◆ **ASSIGNMENT**:
State how many lines of the data contain the word "available", and write nothing besides the number.

+++ GIVEN INFORMATION +++

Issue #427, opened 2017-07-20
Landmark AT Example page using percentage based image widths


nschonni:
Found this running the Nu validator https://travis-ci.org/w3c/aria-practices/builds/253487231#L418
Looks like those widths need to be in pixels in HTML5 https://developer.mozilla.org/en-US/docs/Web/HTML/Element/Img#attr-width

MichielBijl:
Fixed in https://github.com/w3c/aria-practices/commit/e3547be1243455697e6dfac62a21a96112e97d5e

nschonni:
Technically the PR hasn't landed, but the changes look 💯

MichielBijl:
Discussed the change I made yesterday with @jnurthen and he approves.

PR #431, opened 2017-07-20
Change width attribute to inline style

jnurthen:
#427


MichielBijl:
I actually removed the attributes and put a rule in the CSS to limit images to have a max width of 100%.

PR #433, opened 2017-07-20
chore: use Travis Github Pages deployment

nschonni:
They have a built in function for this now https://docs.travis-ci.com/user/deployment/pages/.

+++
+++ GIVEN INFORMATION +++

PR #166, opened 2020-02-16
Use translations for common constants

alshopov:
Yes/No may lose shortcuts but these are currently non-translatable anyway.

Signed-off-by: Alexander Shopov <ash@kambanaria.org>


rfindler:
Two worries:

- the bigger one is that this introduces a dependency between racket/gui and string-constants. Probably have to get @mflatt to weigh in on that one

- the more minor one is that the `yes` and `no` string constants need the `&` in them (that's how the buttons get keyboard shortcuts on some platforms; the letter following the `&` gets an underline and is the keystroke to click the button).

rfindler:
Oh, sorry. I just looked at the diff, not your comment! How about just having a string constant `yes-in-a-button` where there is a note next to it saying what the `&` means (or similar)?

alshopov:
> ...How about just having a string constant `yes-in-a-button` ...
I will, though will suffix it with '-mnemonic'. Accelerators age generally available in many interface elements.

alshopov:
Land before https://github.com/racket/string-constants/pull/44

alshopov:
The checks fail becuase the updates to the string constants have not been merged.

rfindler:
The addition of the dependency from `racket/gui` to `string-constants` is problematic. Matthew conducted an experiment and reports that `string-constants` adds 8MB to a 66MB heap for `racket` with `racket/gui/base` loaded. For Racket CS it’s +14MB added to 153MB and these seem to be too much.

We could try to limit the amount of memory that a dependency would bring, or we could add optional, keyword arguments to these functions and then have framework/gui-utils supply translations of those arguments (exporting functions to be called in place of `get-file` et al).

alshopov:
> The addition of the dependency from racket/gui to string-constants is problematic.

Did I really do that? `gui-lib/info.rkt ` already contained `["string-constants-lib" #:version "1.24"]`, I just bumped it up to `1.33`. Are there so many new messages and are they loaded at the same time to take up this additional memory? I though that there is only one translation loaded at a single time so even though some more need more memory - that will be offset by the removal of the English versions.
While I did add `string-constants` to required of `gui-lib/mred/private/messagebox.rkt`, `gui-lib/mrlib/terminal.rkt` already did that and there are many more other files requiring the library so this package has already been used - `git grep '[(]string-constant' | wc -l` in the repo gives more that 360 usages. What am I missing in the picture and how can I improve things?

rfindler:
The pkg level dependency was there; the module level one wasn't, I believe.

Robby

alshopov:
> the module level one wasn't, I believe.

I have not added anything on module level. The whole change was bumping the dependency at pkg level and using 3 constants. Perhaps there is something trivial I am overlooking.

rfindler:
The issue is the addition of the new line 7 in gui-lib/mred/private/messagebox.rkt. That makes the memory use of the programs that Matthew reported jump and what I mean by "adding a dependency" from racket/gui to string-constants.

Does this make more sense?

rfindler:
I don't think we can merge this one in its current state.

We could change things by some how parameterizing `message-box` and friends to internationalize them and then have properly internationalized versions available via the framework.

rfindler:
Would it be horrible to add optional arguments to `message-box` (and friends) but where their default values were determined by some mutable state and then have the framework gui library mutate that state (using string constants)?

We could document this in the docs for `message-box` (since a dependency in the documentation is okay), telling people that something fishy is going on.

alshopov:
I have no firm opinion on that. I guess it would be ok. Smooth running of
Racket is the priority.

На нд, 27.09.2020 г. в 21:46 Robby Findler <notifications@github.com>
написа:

+++

◆ **SOLUTION FOR THIS EXERCISE**:
2